Directions:
Retype the listing exactly, so that the copy matches it line for line.

Source data:
---*---

PR #349, opened 2015-04-07
Enhancements to integration.sh for ease-of-use in development

justinretailnext:
I've found that while testing changes locally that these changes simplify running integration.sh.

---*---

Response below:
PR #349, opened 2015-04-07
Enhancements to integration.sh for ease-of-use in development

justinretailnext:
I've found that while testing changes locally that these changes simplify running integration.sh.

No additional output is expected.